The CJEU has recently taken exactly the opposite position in a case concerning the provision of a guarantee without consideration by a parent company to its subsidiary (Case C-382/16 Hornbach-Baumarkt). The CJEU decided in that case that the provision of such a guarantee, which took account of the relationship between the parent and subsidiary, where the taxpayer ‘is given an opportunity, without being subject to undue administrative constraints, to provide evidence of any commercial justification that there may have been for that transaction…’ will be a proportionate legislative provision, in line with EU law. The CJEU went on to say that there may be commercial reasons for a parent company to behave on non-arm’s-length terms, that there is no argument advanced as to the risk of tax avoidance and that no wholly artificial arrangement has been identified.

Plainly, Hornbach-Baumarkt is relevant to cases applying the arm’s length principle.

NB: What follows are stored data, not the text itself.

PR #530, opened 2020-02-24
Sharp view icons with scale factors > 1

tsujan:
Since we draw view icons ourself, to have sharp view icons, we shouldn't get their pixmaps and use `QPainter::drawPixmap()` because — especially with SVG icons — the pixmap sizes may be too big. Instead, the current patch uses `QIcon::paint()`, letting the icon engine do the painting. In this way, view icons are always sharp, even with non-integer scale factors.


tsujan:
This needs https://github.com/lxqt/libqtxdg/pull/203 to work fine but the latter is needed for all apps. So, merging (also, see https://github.com/lxqt/lximage-qt/pull/306#issuecomment-612951827).

PR #533, opened 2020-03-26
Fixed disabled file DND in rare cases

tsujan:
We should call `QListView::setMovement()` only before showing the view; otherwise, in rare cases, the DND will be disabled.

Fixes https://github.com/lxqt/pcmanfm-qt/issues/1088


tsujan:
Merging (→ https://github.com/lxqt/lximage-qt/pull/306#issuecomment-612951827)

In that context, it will be interesting to see how the Commission squares its reliance on an apparently stricter interpretation of the arm’s length principle with the CJEU’s more generous iteration of the arm’s length principle in the context of the freedoms of movement. 

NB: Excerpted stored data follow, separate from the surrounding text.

PR #534, opened 2020-04-02
Use g_list_free_full instead of casting function pointers

alexhenrie:
This is more straightforward and avoids both compiler warnings (with Clang) and the problems that could result if the code is compiled for a platform with an unusual calling convention.

### DIFF
--- a/src/appchooserdialog.cpp
+++ b/src/appchooserdialog.cpp
@@ -174,8 +174,7 @@ GAppInfo* AppChooserDialog::customCommandToApp() {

These arguments as to commercial justifications for departing from an anti-avoidance rule resulting in a proportionate outcome in EU law apply in the context of CFCs also. The CJEU in Hornbach-Baumarkt establishes that in order for an anti-avoidance measure to be proportionate and in line with EU law, it must allow for consideration of the commercial factors of a relationship which justify departure from the norm. The commercial purpose in establishing a multinational’s finance company in a lower tax jurisdiction is a matter of evidence, and there are a number of ways to demonstrate commercial purpose for such a decision.


At the time of writing a withdrawal agreement has been published but it is as yet unclear whether the UK and EU will adopt the terms of the agreement, or whether the UK will leave the EU on 29 March 2019.

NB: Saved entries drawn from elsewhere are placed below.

PR #535, opened 2020-04-08
Allow saving mount passwords if gnome-keyring is present

tsujan:
Closes https://github.com/lxqt/lxqt/issues/774

NOTE: It works here when gnome-keyring is installed. Please test it *without* gnome-keyring; I think it should do nothing then.


McThump:
Thanks. This fixed the issue on all my test machines--goodbye Nautilus. When gnome-keyring is not installed, the credentials are not saved and no error is displayed.

tsujan:
@McThump 
Thanks for your test!

>  When gnome-keyring is not installed, the credentials are not saved and no error is displayed.

That was what I needed to know -- it's the expected behavior.

I merge it now...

If the UK leaves the EU on 29 March 2019, State aid law will be adopted in the UK and the Competition and Markets Authority (the CMA) will take over enforcement of State aid law from the Commission, although BEIS will deal with State aid policy. Law will be adopted (TFEU and regulations) but there is no proposal to adopt the extensive guidance the European Commission has produced which covers a range of topics including tax (such as tax rulings and tax settlements). The CMA proposes to publish its own guidance. 
The impact of that on the CFC investigations is unclear; there is no reason to believe the CMA will simply drop the Commission’s investigations, although no formal provision has been made for the handover of the investigations. Indeed, the UK’s approach to those investigations may be important while the UK attempts to agree a new trading relationship with the EU. 

The Commission, operating on a supra-national level, and the CMA, regulating the UK’s markets, will also start from different policy perspectives. A supranational body may be more interested in its power to influence international issues such as non-taxation, for example, whereas a national body (particularly one concerned with its national tax policy’s impact on trade relationships) may start from a different perspective.

If the terms of the Withdrawal Agreement are adopted, then the result is that there will be two years of EU law continuing to apply in the UK, including State aid law, and the rules regarding infraction proceedings. After that two year period the European Commission would have jurisdiction (in both cases) for a further four years in which it could bring proceedings on issues arising before EU law ceased to apply in the UK. That time period gives the Commission plenty of time to conclude its position on these investigations and to order the UK to recover aid from taxpayers, and probably even to penalise the UK if it does not do so. It also allows the Commission plenty of time to develop its theory of the application of State aid law to tax still further.